The sex prediction method evaluated in this research study demonstrates practical value for commercial sheep genotyping pipelines. The test provides an accurate way to predict animal sex when Y chromosome information is missing and simultaneously helps detect animals with aneuploidies or intersex conditions. Genetic analysis reliability and breeding programs effectiveness would rise because misclassification risks would decrease through this approach.

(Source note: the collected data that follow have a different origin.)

PR #4301, opened 2018-02-07
Unchain function nodes in backward

niboshi:
Currently, all the function nodes in the computational graph is kept alive until whole backward computation is finished. Essentially, function nodes whose gradients are already propagated to all the input nodes are no longer needed and can be freed. If such function node holds large arrays as its attributes (usually in order to save common calculation between forward() and backward()) it unnecessarily occupies the memory.

This PR is to free such function nodes.

There are two types of references to such function nodes:
1. References from output variables' `creator` property.
2. `seen_set` in the backward graph traversal.

For 1., `creator` nodes of each variables are unchained as traversing backward.
For 2., weak references is used in `seen_set`.

## Code:
This is somewhat artificial example, but can demonstrate the effect.
```
import chainer
import cupy


class FooFunc(chainer.FunctionNode):
    def __init__(self, name):
        super().__init__()
        self.name = name

    def __del__(self):
        self.bar = None
        print("{:10d} DEL: {}".format(cuda.memory_pool.used_bytes(), self.name))

    def forward(self, inputs):
        # Dummy array which can be used in backward()
        self.bar = cupy.ones((100, 100, 100, 10), cupy.float32)
        x, = inputs
        y = x + 1
        print("{:10d} FWD: {}".format(cuda.memory_pool.used_bytes(), self.name))
        return y,

        gy, = grad_outputs
        print("{:10d} BWD: {}".format(cuda.memory_pool.used_bytes(), self.name))
        return gy,


def func(x):
    hs = x,
    hs = FooFunc('a').apply(hs)
    hs = FooFunc('b').apply(hs)
    hs = FooFunc('c').apply(hs)
    hs = FooFunc('d').apply(hs)
    hs = FooFunc('e').apply(hs)
    h, = hs
    return h


def main():
    x = chainer.Variable(cupy.ones((2,)))
    y = func(x)
    y.grad = cupy.ones_like(y.data)
    y.backward()
    print(y, y.grad, x.grad)


main()
```

## Result (master):
```
  40001024 FWD: a
  80001536 FWD: b
 120001536 FWD: c
 160001536 FWD: d
 200001536 FWD: e
 200001536 BWD: e
 200001536 BWD: d
 200001536 BWD: c
 200001536 BWD: b
 200001536 BWD: a
variable([ 6.  6.]) [ 1.  1.] [ 1.  1.]
 160000512 DEL: e
 120000512 DEL: d
  80000512 DEL: c
  40000512 DEL: b
       512 DEL: a
```

## Result (This PR):
```
  40001024 FWD: a
  80001536 FWD: b
 120001536 FWD: c
 160001536 FWD: d
 200001536 FWD: e
 200001536 BWD: e
 160001536 DEL: e
 160001536 BWD: d
 120001536 DEL: d
 120001536 BWD: c
  80001536 DEL: c
  80001536 BWD: b
  40001536 DEL: b
  40001536 BWD: a
      1536 DEL: a
variable([ 6.  6.]) [ 1.  1.] [ 1.  1.]

```

### DIFF
--- a/chainer/variable.py
+++ b/chainer/variable.py
@@ -911,6 +911,7 @@ Actual: {0}'''.format(type(data))
                 if e.status != 38:  # cudaErrorNoDevice
                     raise
 
+        enable_double_backprop = chainer.config.enable_backprop
         is_debug = chainer.is_debug()
 
         cand_funcs = []
@@ -929,12 +930,23 @@ Actual: {0}'''.format(type(data))
         grads[self._node] = self._grad_var
 
         def add_cand(cand):
-            if cand not in seen_set:
+            # weakref is used for `seen_set` so that unchained function nodes
+            # can be freed in the backward process.
+            # If a weakref corresponding to `cand` is already in the set,
+            # it's guaranteed to be alive, because `cand` is alive.
+            # If a weakref in the set has been invalidated, its equality with
+            # `cand` is guaranteed to be negative.
+            # See the documentation of the weakref module.
+            cand_ref = weakref.ref(cand)
+            if cand_ref not in seen_set:
                 # Negate since heapq is min-heap
                 heapq.heappush(cand_funcs, (-cand.rank, len(seen_set), cand))
-                seen_set.add(cand)
+                seen_set.add(cand_ref)
 
         add_cand(self.creator_node)
+
+        if not enable_double_backprop:
+            self.unchain()
 
         def get_grad(node):
             if node is None:
@@ -1051,6 +1063,8 @@ Actual: {0}'''.format(type(data))
 
                 if x.creator_node is not None:
                     add_cand(x.creator_node)
+                    if not enable_double_backprop:
+                        x.unchain()
 
             del gxs  # to reduce memory usage
             if initial_device is not None:
--- a/chainer/variable.py
+++ b/chainer/variable.py
@@ -911,7 +911,10 @@ Actual: {0}'''.format(type(data))
                 if e.status != 38:  # cudaErrorNoDevice
                     raise
 
-        enable_double_backprop = chainer.config.enable_backprop
+        unchain_creator_funcs = not (
+            chainer.config.enable_backprop
+            or chainer.config.keep_graph_on_report)
+
         is_debug = chainer.is_debug()
 
         cand_funcs = []
@@ -945,7 +948,7 @@ Actual: {0}'''.format(type(data))
 
         add_cand(self.creator_node)
 
-        if not enable_double_backprop:
+        if unchain_creator_funcs:
             self.unchain()
 
         def get_grad(node):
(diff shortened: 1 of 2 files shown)


niboshi:
It breaks backward compatibility because repeated call of `backward()` will be ignored.
```
x = chainer.Variable(numpy.ones((1,), numpy.float32))
y = x * x + x
y.backward(); print(x.grad)
y.backward(); print(x.grad)
y.backward(); print(x.grad)
```
master:
```
[ 3.]
[ 6.]
[ 9.]
```
This PR:
```
[ 3.]
[ 3.]
[ 3.]
```
So it may be better to make it configurable, but I wonder if this master's behavior is documented (at least it's not tested, because the unit test is successfull (except irrelevant doctest code)).

beam2d:
Maybe it's not documented, but we should be careful to change such a fundamental behavior. I think it is well known (at least among old users) that multiple calls of backward accumulate the gradients, so there may exist user code depending on this behavior.

hvy:
Should this PR be further discussed (maybe raise an issue to enhance the docs) or closed for the time being? I also think that user can benefit from this feature but agree with @beam2d .

niboshi:
I think this PR needs not to be closed.

Backward compatibility can be kept by making the behavior configurable.
But I think it's better to change the default behavior to unchaining (thus no-compat), but issue an error if user tries to call backward() twice without disabling this behavior.
That would benefit most of users, and still avoid silently breaking existing user code.

hvy:
Then let's leave it as is and continue with the discussion. I'd personally like to see this feature but maybe we should ask the others too.

toslunar:
How about moving the core of `Variable.backward()` to `FunctionNode.backward()`, which would allow users to write the following?
```
func = y.creator_node
del y
func.backward()
```

toslunar:
I confirmed this approach works:
```
    cont = y.backward(execute=False)
    del y
    cont()
```
results
```
$ python test4301.py
  40001024 FWD: a
  80001536 FWD: b
 120001536 FWD: c
 160001536 FWD: d
 200001536 FWD: e
variable([1. 1.]) variable([32. 32.])
 200001024 BWD: e
 160001536 DEL: e
 160001536 BWD: d
 120002048 DEL: d
 120001536 BWD: c
  80002048 DEL: c
  80001536 BWD: b
  40002048 DEL: b
  40001536 BWD: a
      2048 DEL: a
variable([32. 32.]) variable([1. 1.])
[variable([32., 32.])]
```
(code: https://github.com/chainer/chainer/compare/master...toslunar:c534a0964e9e2e812eba2ab3301b1862651cd4ad)

However it required some refactoring like `grads.pop`.  It's welcome to take over the code.  If no one does, I'll work on this issue after #4772 is merged.

niboshi:
After an internal discussion, we concluded to close the PR for now.

* It doesn't improve total memory consupmtion; it's only beneficial when large memory is consumed during backward computation. Currently we haven't come up with such case.
* It may not be worth introducing another configurable parameter that can potentially break the exising code.
* We may revisit the PR when we recognize a case where this fix is beneficial.

niboshi:
Please feel free to reopen ths PR if anyone wants this feature.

The integration of sequencing data with SNP-based sex prediction represents a promising direction for future research. SNP arrays represent a cost-effective solution, but sequencing technologies deliver enhanced accuracy. These technologies allow the direct analysis of sex chromosome sequences, which leads to better identification of genetic anomalies. This approach would help validate results and identify errors while designing better SNP marker panels. An example is the recent high-quality Y chromosome assembly for sheep developed by Olagunju and others7, that shows promise for integrating Y chromosome markers in sex prediction.
4. Conclusion
We determined the location of the PAR region on the sheep X chromosome using the ARS-UI_Ramb_v2.0 genome assembly and described a method which uses X chromosome SNPs to predict sex. This method generates precise sex predictions across various sheep breeds, making it an effective quality control tool in the absence of Y chromosome data. The method demonstrated positive results but requires further research using sequencing data along with studies on genetic anomalies, like aneuploidies and intersex conditions, to achieve better validation and refinement.